Can you use another computer to re-create that disc? The other option is to create a Hiram's disc.

 

*** Please print these instructions ***

1. Download Hiren's BootCD Iso to the desktop of a clean computer.
2. Extract the zipped HirensBootCD.zip to your desktop.
3. Open the extracted HirensBootCD folder and extract the zipped HirensBootCD.iso.
4. Double click the BurnToCD.cmd bat file contained in the HirensBootCD folder. This will launch BurnCDCC.
5. Insert a blank CD in your drive.
6. Press Start. This will burn the image to disc. After it has completed...
7. Restart your sick computer and boot from the HBCD you created.
o If your PC is not booting from the CD, you need to change the boot order:
+ Restart your PC
+ As soon as you get an image, press the Setup key. This is usually F2, F10, F12 or Del. On some machines the key can also be a different one. It should, however, be stated on the screen which key is the setup key.
+ Once you enter the computer's BIOS, use the arrow keys and tab key to move between elements. Press enter to select an item to change.
+ Navigate to the tab, where you can set the boot order. It should be called Boot or Boot order
+ The tab should now show your current boot order.
+ If the CD-drive is not at the top, please navigate to the CD-Rom drive with the keys arrows. Then move it to the top of the list. The keys for switching boot position are usually + to move up and - to move down. However they can be different, but they should be stated in the help, so that you can find them easily.
+ Once the CD-drive is on top of the boot order, navigate to Exit and select Exit saving changes.
o Your PC should now boot from your CD.
o Click to select any options that are required to start the computer from the CD-ROM drive if you are prompted.
8. When the CD boots choose "DOS BootCD".

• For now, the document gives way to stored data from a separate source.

Issue #2750, opened 2026-05-15
Migrate NOTIFICATION_SENDER PROPERTIES from JSON array to JSON object


sahandilshan:
## Summary

Follow-up to #2623. The `NOTIFICATION_SENDER` table uses the same `[{name, value, isSecret}]` JSON array format for its `PROPERTIES` column. It should be migrated to the JSON object format for consistency with the IDP table migration.

## Current format
```json
[
  {"name": "smtp_host", "value": "smtp.gmail.com", "isSecret": false},
  {"name": "smtp_password", "value": "encrypted...", "isSecret": true}
]
```

## New format
```json
{
  "smtp_host": {"value": "smtp.gmail.com", "isSecret": false},
  "smtp_password": {"value": "encrypted...", "isSecret": true}
}
```

## Scope
- Update `NOTIFICATION_SENDER` serialization in `backend/internal/notification/store.go` to use the new JSON object format (shared functions from #2623).
- No index changes needed — there are no property-based queries on this table today.

## Context
- Parent issue: #2623

PR #2752, opened 2026-05-15
Migrate IDP PROPERTIES from JSON array to JSON object format

### LINKED ISSUE #2623: Migrate IDP PROPERTIES from JSON array to JSON object and add expression index
## Summary

The `IDP` table's `PROPERTIES` column currently stores properties as a JSON array of `[{name, value, isSecret}]` objects. This makes targeted indexing difficult — the GIN index added in PR #2546 (`idx_idp_properties`) indexes the entire array (including encrypted secrets), causing unnecessary write amplification and index bloat for what is effectively a single-key lookup.

This issue migrates the `PROPERTIES` column to a JSON object format and adds a targeted expression index for efficient property-based lookups.

## Current format (JSON array)
```json
[
  {"name": "client_id", "value": "abc123", "isSecret": false},
  {"name": "client_secret", "value": "encrypted...", "isSecret": true},
  {"name": "issuer", "value": "https://accounts.google.com", "isSecret": false}
]
```

## New format (JSON object with metadata)
```json
{
  "client_id": {"value": "abc123", "isSecret": false},
  "client_secret": {"value": "encrypted...", "isSecret": true},
  "issuer": {"value": "https://accounts.google.com", "isSecret": false}
}
```

### 1. DB Schema
- Remove the current GIN index: `idx_idp_properties`
- Add a targeted expression index:
  - **PostgreSQL:** `CREATE INDEX idx_idp_issuer ON "IDP" (DEPLOYMENT_ID, (PROPERTIES->'issuer'->>'value'));`
  - **SQLite:** `CREATE INDEX idx_idp_issuer ON IDP (DEPLOYMENT_ID, json_extract(PROPERTIES, '$.issuer.value'));`

### 2. Serialization (`cmodels` or `idp` package)
- Add new serialization/deserialization functions for the JSON object format (keyed by property name, each value is `{value, isSecret}`).
- Keep existing `SerializePropertiesToJSONArray` / `DeserializePropertiesFromJSON` for other consumers (e.g., NOTIFICATION_SENDER — see #2624).

### 3. Store layer
- **Remove** `GetIdentityProviderByIssuer` from the store interface.
- **Add** `GetIdentityProvidersByProperty(ctx, propertyKey string, propertyValue string) ([]IDPDTO, error)` — a generic method that takes a property key, queries using an expression on the JSONB object, and returns all matching IDPs.
- Update the Postgres/SQLite query to use `PROPERTIES->propertyKey->>'value' = $1` (parameterized).

### 4. Cache layer
- Replace the `idpByIssuerCache` (single IDP) with a `idpByPropertyCache` that caches `[]*IDPDTO` keyed by `propertyKey:propertyValue`.
- Update cache invalidation in create/update/delete operations.

### 5. Service layer
- **Remove** `GetIdentityProviderByIssuer` from the service interface.
- **Add** `GetIdentityProvidersByProperty(ctx, propertyKey string, propertyValue string) ([]IDPDTO, *serviceerror.ServiceError)`.

### 6. Callers
- Update `tokenValidator.verifyTokenSignatureByIssuer` in `backend/internal/oauth/oauth2/tokenservice/validator.go` to use the new generic method.

## Why not keep the array format with a targeted index?
The `[{name, value}]` array structure requires iterating array elements to find a specific property. PostgreSQL expression indexes require `IMMUTABLE` functions, but `jsonb_array_elements` is `STABLE` — making a targeted index on the array format would require lying about immutability. The object format allows clean `->>'key'` extraction which is natively immutable and indexable.

## Context
- Related PR: #2546
- Review comment: https://github.com/asgardeo/thunder/pull/2546#discussion_r3207056382
- Raised by @KaveeshaPiumini

sahandilshan:
### Purpose

Migrate the IDP table's `PROPERTIES` column from a JSON array of `[{name, value, isSecret}]` objects to a JSON object keyed by property name with `{value, isSecret}` metadata. This enables clean expression-based indexing and a generic property lookup method.

**Before (JSON array):**
```json
[{"name":"issuer","value":"https://accounts.google.com","isSecret":false}]
```

**After (JSON object):**
```json
{"issuer":{"value":"https://accounts.google.com","isSecret":false}}
```

---
- IDP `PROPERTIES` DB column format changed from JSON array to JSON object. **Existing data requires migration**.

#### 💥 Impact
- Existing IDP rows in the database need a one-time data migration (array → object format).

#### 🔄 Migration Guide
- Run the DB schema migration to replace the GIN index with the expression index.

---

### Approach

1. **New serialization** — Added `SerializePropertiesToJSONObject` / `DeserializePropertiesFromJSONObject` in `cmodels/property.go`. Existing array functions retained for NOTIFICATION_SENDER (separate migration in #2750).
2. **DB index** — Replaced the broad `GIN jsonb_path_ops` index with a targeted expression index on `PROPERTIES->'issuer'->>'value'` (Postgres) / `json_extract(PROPERTIES, '$.issuer.value')` (SQLite).
3. **Generic property lookup** — `GetIdentityProvidersByProperty(key, value)` works across all store layers (DB, file-based, composite, cache-backed). Returns `[]IDPDTO` to support multi-result lookups.
4. **Cache** — Replaced single-IDP `idpByIssuerCache` with list-based `idpByPropertyCache` keyed by `propertyKey:propertyValue`. Lazily populated on reads; invalidated per-property on writes.
5. **Caller update** — Token validator's `resolveExternalIssuer` updated to use the generic method.

### Related Issues
- Fixes #2623

### Related PRs
- #2546 (original token exchange PR that added the GIN index)
- #2750 (follow-up: NOTIFICATION_SENDER migration)

### Checklist
    - [x] Unit Tests
    - [ ] Integration Tests

### Security checks

## Summary by CodeRabbit

* **New Features**
  * Query identity providers by arbitrary property key/value pairs; returns multiple matches.

* **Refactor**
  * Replaced issuer-specific single-lookups with property-based multi-lookup across stores and service layers.

* **Performance**
  * Added expression indexes to speed property-based lookups.
  * Cache updated to support property-based queries and cache “not found” results.

* **Tests**
  * Replaced issuer-based tests with property-based tests across service, store, cache, composite, file, and token validation suites.

* **Data**
  * IDP properties now persist as an object-shaped JSON format.

[Review Change Stack](https://app.coderabbit.ai/change-stack/thunder-id/thunderid/pull/2752?utm_source=github_walkthrough&utm_medium=github&utm_campaign=change_stack)

### DIFF
--- a/backend/internal/idp/cache_backed_store.go
+++ b/backend/internal/idp/cache_backed_store.go
@@ -28,23 +28,30 @@ import (
 
 const cacheBackedIDPStoreLoggerComponentName = "CacheBackedIDPStore"
 
+// cacheablePropertyKeys lists the property keys whose lookup results are cached.
+// Adding a key here means every distinct value for that key gets a cache entry —
+// keep the list small to avoid unbounded cache growth.
+var cacheablePropertyKeys = map[string]bool{
+	PropIssuer: true,
+}
+
 // cacheBackedIDPStore wraps any idpStoreInterface with two in-memory caches.
 type cacheBackedIDPStore struct {
-	idpByIDCache     cache.CacheInterface[*IDPDTO]
-	idpByIssuerCache cache.CacheInterface[*IDPDTO]
-	inner            idpStoreInterface
+	idpByIDCache       cache.CacheInterface[*IDPDTO]
+	idpByPropertyCache cache.CacheInterface[[]IDPDTO]
+	inner              idpStoreInterface
 }
 
 // newCacheBackedIDPStore creates a new cache-backed IDP store wrapping the provided inner store.
 func newCacheBackedIDPStore(
 	idpByIDCache cache.CacheInterface[*IDPDTO],
-	idpByIssuerCache cache.CacheInterface[*IDPDTO],
+	idpByPropertyCache cache.CacheInterface[[]IDPDTO],
 	inner idpStoreInterface,
 ) idpStoreInterface {
 	return &cacheBackedIDPStore{
-		idpByIDCache:     idpByIDCache,
-		idpByIssuerCache: idpByIssuerCache,
-		inner:            inner,
+		idpByIDCache:       idpByIDCache,
+		idpByPropertyCache: idpByPropertyCache,
+		inner:              inner,
 	}
 }
 
@@ -82,7 +89,7 @@ func (s *cacheBackedIDPStore) GetIdentityProvider(ctx context.Context, idpID str
 	return idp, nil
 }
 
-// GetIdentityProviderByName delegates to inner store and populates the ID and issuer caches with the result.
+// GetIdentityProviderByName delegates to inner store and populates the ID cache with the result.
 func (s *cacheBackedIDPStore) GetIdentityProviderByName(ctx context.Context, idpName string) (*IDPDTO, error) {
 	idp, err := s.inner.GetIdentityProviderByName(ctx, idpName)
 	if err != nil || idp == nil {
@@ -92,33 +99,34 @@ func (s *cacheBackedIDPStore) GetIdentityProviderByName(ctx context.Context, idp
 	return idp, nil
 }
 
-// GetIdentityProviderByIssuer retrieves an IDP by its issuer property, using the issuer cache on a hit.
-// A nil cached value means the absence of an IDP for that issuer was previously recorded.
-func (s *cacheBackedIDPStore) GetIdentityProviderByIssuer(ctx context.Context, issuer string) (*IDPDTO, error) {
-	cacheKey := cache.CacheKey{Key: issuer}
-	if cached, ok := s.idpByIssuerCache.Get(ctx, cacheKey); ok {
+// GetIdentityProvidersByProperty retrieves IDPs by property, using the property cache on a hit.
+// Only property keys listed in cacheablePropertyKeys are cached; all others bypass the cache.
+func (s *cacheBackedIDPStore) GetIdentityProvidersByProperty(ctx context.Context,
+	propertyKey, propertyValue string) ([]IDPDTO, error) {
+	if !cacheablePropertyKeys[propertyKey] {
+		return s.inner.GetIdentityProvidersByProperty(ctx, propertyKey, propertyValue)
+	}
+
+	cacheKey := cache.CacheKey{Key: propertyKey + ":" + propertyValue}
+	if cached, ok := s.idpByPropertyCache.Get(ctx, cacheKey); ok {
 		if cached == nil {
 			return nil, ErrIDPNotFound
 		}
 		return cached, nil
 	}
 
-	idp, err := s.inner.GetIdentityProviderByIssuer(ctx, issuer)
+	idps, err := s.inner.GetIdentityProvidersByProperty(ctx, propertyKey, propertyValue)
 	if err != nil {
 		if errors.Is(err, ErrIDPNotFound) {
-			_ = s.idpByIssuerCache.Set(ctx, cacheKey, nil)
+			_ = s.idpByPropertyCache.Set(ctx, cacheKey, nil)
 		}
 		return nil, err
 	}
-	if idp == nil {
-		_ = s.idpByIssuerCache.Set(ctx, cacheKey, nil)
-		return nil, ErrIDPNotFound
-	}
-	s.cacheIDP(ctx, idp)
-	return idp, nil
+	_ = s.idpByPropertyCache.Set(ctx, cacheKey, idps)
+	return idps, nil
 }
 
-// UpdateIdentityProvider fetches the old IDP to capture its issuer, delegates the update, then
+// UpdateIdentityProvider fetches the old IDP to capture its properties, delegates the update, then
 // invalidates old cache entries and caches the new state.
 func (s *cacheBackedIDPStore) UpdateIdentityProvider(ctx context.Context, idp *IDPDTO) error {
 	oldIDP, err := s.inner.GetIdentityProvider(ctx, idp.ID)
@@ -126,21 +134,16 @@ func (s *cacheBackedIDPStore) UpdateIdentityProvider(ctx context.Context, idp *I
 		return err
 	}
 
-	var oldIssuer string
-	if oldIDP != nil {
-		oldIssuer = GetPropertyValue(oldIDP.Properties, PropIssuer)
-	}
-
 	if err := s.inner.UpdateIdentityProvider(ctx, idp); err != nil {
 		return err
 	}
 
-	s.invalidateIDP(ctx, idp.ID, oldIssuer)
+	s.invalidateIDP(ctx, oldIDP)
 	s.cacheIDP(ctx, idp)
 	return nil
 }
 
-// DeleteIdentityProvider fetches the IDP to get its issuer before delegating deletion,
+// DeleteIdentityProvider fetches the IDP to get its properties before delegating deletion,
 // then invalidates the relevant cache entries.
 func (s *cacheBackedIDPStore) DeleteIdentityProvider(ctx context.Context, id string) error {
 	existing, err := s.inner.GetIdentityProvider(ctx, id)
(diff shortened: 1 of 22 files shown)


ThaminduDilshan:
This is a breaking change right? Don't use the skip changelog label.

Also breaking change section in PR description should explain the impact for the product distribution, not the code level changes.

For this PR; DB schema and related data changes and API reauest/ response changes

backend/internal/idp/service.go
```diff
@@ -162,24 +163,27 @@ func (is *idpService) GetIdentityProviderByName(ctx context.Context,
 	return idp, nil
 }
 
-// GetIdentityProviderByIssuer retrieves an identity provider by its issuer property.
-func (is *idpService) GetIdentityProviderByIssuer(ctx context.Context,
-	issuer string) (*IDPDTO, *serviceerror.ServiceError) {
+// GetIdentityProvidersByProperty retrieves identity providers matching a given property key and value.
```
ThaminduDilshan, line 173: Is this only for the service method? Or are we changing the API responses as well?

If we're changing a API response, shouldn't we do same change to all IDP service methods? IMO all endpoints should follow a consistent format.

sahandilshan: We are not changing the API response with this. Just the service layer. API layer will be the same

sahandilshan:
> This is a breaking change right? Don't use the skip changelog label.
> 
> Also breaking change section in PR description should explain the impact for the product distribution, not the code level changes.
> 
> For this PR; DB schema and related data changes and API reauest/ response changes

Yes. I'll add proper description

backend/internal/idp/composite_store_test.go
```diff
@@ -362,3 +362,124 @@ func (s *CompositeIDPStoreTestSuite) TestMergeAndDeduplicateIDPs_PreservesDuplic
...
+	s.fileStore.On("GetIdentityProvidersByProperty", context.Background(), "issuer", "https://example.com").
+		Return([]IDPDTO(nil), errors.New("file read error"))
+
+	result, err := s.compositeStore.GetIdentityProvidersByProperty(
+		context.Background(), "issuer", "https://example.com")
+
+	s.Nil(result)
+	s.Error(err)
+	s.NotErrorIs(err, ErrIDPNotFound)
+}
```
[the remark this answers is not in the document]
sahandilshan: Doc changes are not needed as of now

backend/internal/idp/cache_backed_store.go
```diff
@@ -92,113 +92,95 @@ func (s *cacheBackedIDPStore) GetIdentityProviderByName(ctx context.Context, idp
...
 
-// GetIdentityProviderByIssuer retrieves an IDP by its issuer property, using the issuer cache on a hit.
-// A nil cached value means the absence of an IDP for that issuer was previously recorded.
-func (s *cacheBackedIDPStore) GetIdentityProviderByIssuer(ctx context.Context, issuer string) (*IDPDTO, error) {
-	cacheKey := cache.CacheKey{Key: issuer}
-	if cached, ok := s.idpByIssuerCache.Get(ctx, cacheKey); ok {
+// GetIdentityProvidersByProperty retrieves IDPs by property, using the property cache on a hit.
+func (s *cacheBackedIDPStore) GetIdentityProvidersByProperty(ctx context.Context,
+	propertyKey, propertyValue string) ([]IDPDTO, error) {
+	cacheKey := cache.CacheKey{Key: propertyKey + ":" + propertyValue}
```
ThaminduDilshan, line 110: It's not a good practice to include property values in cache keys right? This can be a sensitive value or credential.

Also won't this key conflict if two IDPs share the same properties?

backend/internal/system/cmodels/property.go
```diff
@@ -154,6 +154,62 @@ func DeserializePropertiesFromJSON(propertiesJSON string) ([]Property, error) {
 	return properties, nil
 }
 
+// SerializePropertiesToJSONObject serializes an array of properties to a JSON object string
+func SerializePropertiesToJSONObject(properties []Property) (string, error) {
```
ThaminduDilshan, line 158: Any reason to introduce duplicate functions? Can't we reuse/ refactor the existing `SerializePropertiesToJSONArray()` and `DeserializePropertiesFromJSON()` functions?

backend/internal/system/cmodels/property_test.go
```diff
@@ -0,0 +1,124 @@
...
+
+import (
+	"sort"
+	"testing"
+
+	"github.com/stretchr/testify/assert"
+	"github.com/stretchr/testify/require"
+)
+
+func TestSerializePropertiesToJSONObject_EmptySlice(t *testing.T) {
```
ThaminduDilshan: Shall we follow test suite pattern?

backend/internal/idp/service.go
```diff
@@ -169,24 +170,27 @@ func (is *idpService) GetIdentityProviderByName(ctx context.Context,
...
-	idp, err := is.idpStore.GetIdentityProviderByIssuer(ctx, issuer)
+	idps, err := is.idpStore.GetIdentityProvidersByProperty(ctx, propertyKey, propertyValue)
 	if err != nil {
 		if errors.Is(err, ErrIDPNotFound) {
 			return nil, &ErrorIDPNotFound
 		}
-		logger.Error("Failed to get identity provider by issuer", log.String("issuer", issuer), log.Error(err))
+		logger.Error("Failed to get identity providers by property",
+			log.String("propertyKey", propertyKey),
+			log.String("propertyValue", propertyValue),
```
ThaminduDilshan: We shouldn't log plain text property values. This maybe specific implementation for issuers, but the function is generic. This can be any IDP property right?

ThaminduDilshan: Check other places as well

backend/internal/idp/cache_backed_store_test.go
```diff
@@ -57,12 +57,39 @@ func (m *mockIDPCache) Delete(ctx context.Context, key cache.CacheKey) error {
 	return args.Error(0)
 }
 
+// mockIDPListCache is a test mock for cache.CacheInterface[[]IDPDTO].
+type mockIDPListCache struct {
```
ThaminduDilshan: Shall we use mockery generated mocks instead of writing custom mocks?

backend/internal/idp/cache_backed_store.go
sahandilshan: > It's not a good practice to include property values in cache keys right? This can be a sensitive value or credential.

Yes, if we use this to retrieve IDPs with secret values, then it's have this issue. But main purpose of this function is to retrieve set of IDPs or a IDP with a given property value. IMO we should mandate that we will not use this function to retrieve IDPs with secret properties

backend/internal/idp/service.go
sahandilshan: Yes. This might print secret values. Will change the log to just to log the key

backend/internal/system/cmodels/property.go
sahandilshan: The old serialize and deserialze resolves two different types json shapes. The old one converts something like this
Array: `[{"name":"k","value":"v","isSecret":false}]`

New function converts something like below,
Object: `{"k":{"value":"v","isSecret":true}}`

once we replaced the `NOTIFICATION_SENDER` table with this new object type, we can remove the old serialize and deserialize methods

backend/internal/system/cmodels/property_test.go
sahandilshan: Fixed

backend/internal/idp/cache_backed_store_test.go
sahandilshan: Fixed

backend/internal/system/cmodels/property.go
sahandilshan: It will be cover with https://github.com/thunder-id/thunderid/issues/2750

backend/internal/idp/cache_backed_store.go
ThaminduDilshan: How are we mandating that? When we have a generic function, someone can use this to retrieve such a property.

ThaminduDilshan: At least shall we define a list of allowed properties that can be retrieved with this method? Then caching will not happen for unintentional key-value pairs. And we should add a comment to the constant explaining the risk of adding new properties to the list

sahandilshan: This is fixed now. Introduced a cachable key set

ThaminduDilshan (approved):

PR #2783, opened 2026-05-18
Migrate frontend from @asgardeo/* to @thunderid/* SDKs

sadilchamishka:
### Purpose
The `@asgardeo/react` and `@asgardeo/react-router` packages have been moved into the monorepo as local workspace packages (`@thunderid/react` and `@thunderid/react-router` under `sdks/react` and `sdks/react-router`). This PR updates the entire frontend to reference the new local packages instead of the old external npm packages.

### Approach
- **`pnpm-workspace.yaml`** — replaced the external pinned catalog entries with `workspace:^` references so all consumers continue using `catalog:` shorthand while resolving to the local packages
- **9 `package.json` files** — renamed `@asgardeo/react`/`@asgardeo/react-router` in `dependencies` and `peerDependencies` across both apps and all shared packages
- **~208 `.ts`/`.tsx` source files** — bulk-renamed all import statements via `find`+`sed`
- **`vite.config.ts`** (console + gate) — updated `server.deps.inline` from `@asgardeo/browser` to `@thunderid/browser`

### Related Issues
- N/A

### Related PRs
- N/A

### Checklist
- [ ] Documentation provided.
- [ ] Tests provided.
- [ ] Breaking changes.

### Security checks

### DIFF
--- a/docs/plugins/shims/emotion-css.cjs
+++ b/docs/plugins/shims/emotion-css.cjs
@@ -1,0 +1,17 @@
+// SSR shim for @emotion/css — Emotion creates a DOM cache at module init
+// which fails in Node.js (document is not defined). This no-op shim is used
+// only during Docusaurus server-side rendering; the real package runs in the browser.
+function noop() { return ''; }
+function noopObj() { return {}; }
+
+module.exports = {
+  css: noop,
+  cx: noop,
+  injectGlobal: noop,
+  keyframes: noop,
+  hydrate: noop,
+  flush: noop,
+  merge: noop,
+  getRegisteredStyles: function() { return []; },
+  cache: { key: 'css', registered: {}, inserted: {}, sheet: { tags: [] } },
+};
--- a/docs/plugins/webpackPlugin.ts
+++ b/docs/plugins/webpackPlugin.ts
@@ -18,10 +18,12 @@
 
 /* eslint-disable @typescript-eslint/no-unsafe-member-access, @typescript-eslint/no-unsafe-assignment, @typescript-eslint/no-unsafe-call, @typescript-eslint/no-explicit-any */
 
+import path from 'path';
+
 export default function () {
   return {
     name: 'product-docs-webpack-plugin',
-    configureWebpack(config: any) {
+    configureWebpack(config: any, isServer: boolean) {
       // url-loader@4.x is incompatible with webpack@5.100+, causing:
       // "TypeError: Cannot read properties of undefined (reading 'date')"
       // Mutate existing rules in-place to replace url-loader with webpack 5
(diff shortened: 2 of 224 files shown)


brionmario (dismissed):

sadilchamishka:
## Why this PR also touches `sdks/react/package.json` and `docs/`

This needs a bit of explanation because the changes look unrelated to a frontend package rename.

### The dependency chain

```
docs → @thunderid/design → @thunderid/react → @emotion/css
```

The docs build (`nx run @thunderid/docs:build`) follows nx's `^build` dependency rule, so it builds `@thunderid/design` first. `@thunderid/design` now imports from `@thunderid/react` (our rename), and its code ends up in Docusaurus's server-side rendering (SSR) bundle.

### Why the docs SSR was crashing

Docusaurus generates HTML by executing a server bundle in Node.js. When that bundle initialises, `@emotion/css` runs `document.createElement` immediately on import (to create its internal CSS stylesheet cache). In Node.js there is no `document`, so it throws `ReferenceError: document is not defined`.

### Why `@emotion/css` was inlined — the root cause

`sdks/react/package.json` had `@emotion/css`, `@floating-ui/react`, and `dompurify` in **`devDependencies`** instead of **`dependencies`**. Rolldown's external function only externalises packages listed in `dependencies` + `peerDependencies`:

```js
const external = (id) =>
  externalPackages.some((dep) => id === dep || id.startsWith(dep + '/'));
// externalPackages = Object.keys(dependencies) + Object.keys(peerDependencies)
```

Because `@emotion/css` was in `devDependencies`, rolldown treated it as internal and **inlined the entire `@emotion/cache` + `@emotion/sheet` source** directly into `sdks/react/dist/index.js`. By the time webpack processed the docs server bundle, there was no `@emotion/css` import to intercept — just raw inlined code calling `document.createElement`.

### Why all three changes are needed together

| File | What it does |
|---|---|
| `sdks/react/package.json` | Moves `@emotion/css`, `@floating-ui/react`, `dompurify` to `dependencies`. Rolldown now keeps them external. The rebuilt dist has `import { css } from "@emotion/css"` — a proper import that webpack can intercept. |
| `docs/plugins/webpackPlugin.ts` | For Docusaurus's server build (`isServer: true`), aliases `@emotion/css` to a no-op shim. Without this, even a properly external `@emotion/css` still crashes SSR because it calls `document.createElement` on import. |
| `docs/plugins/shims/emotion-css.cjs` | The no-op shim — returns empty strings/functions so Emotion's initialisation completes without touching `document`. Only used during SSR; the browser build gets the real package. |

The two fixes must work in tandem: the SDK fix makes the import interceptable; the webpack shim makes the interception safe for SSR.

This was a latent bug in the SDK — before this PR, `@thunderid/design` depended on `@asgardeo/react` (an external npm package that didn't use `@emotion/css`), so the inlining never affected the docs build.

brionmario (approved):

At the Hiren's BootCD main menu, select Next and hit Enter.

At the second menu select 1 MBR (Master Boot Record)Tools

In the list of MBR Tools select 1 MBR Work 1.08

This screen will show the hard drive configuration.

Type 5 to Install standard MBR code then hit Enter
Type 1 to select Standard then hit Enter
Type Y then hit Enter to confirm
Type E then hit Enter to exit
Press Ctrl+Alt+Del to restart the machine

 

No problem.

 

We are starting to see more and more MBR's that will not get fixed. The last resort is to reformat and re-partition the drive. Let me consult with the other Malware Fighters and see if we can come up with an alternative.

 

I want you to try this tool. Go to:
http://blog.webroot.com/2011/07/08/free-anti-popureb-tool-released/

click on the highlighted words " we are releasing this today to the public" and run the tool. Once done, please re-run MBRCheck and attach the new log.

 

This is disappointing. Let me see if we can find something else.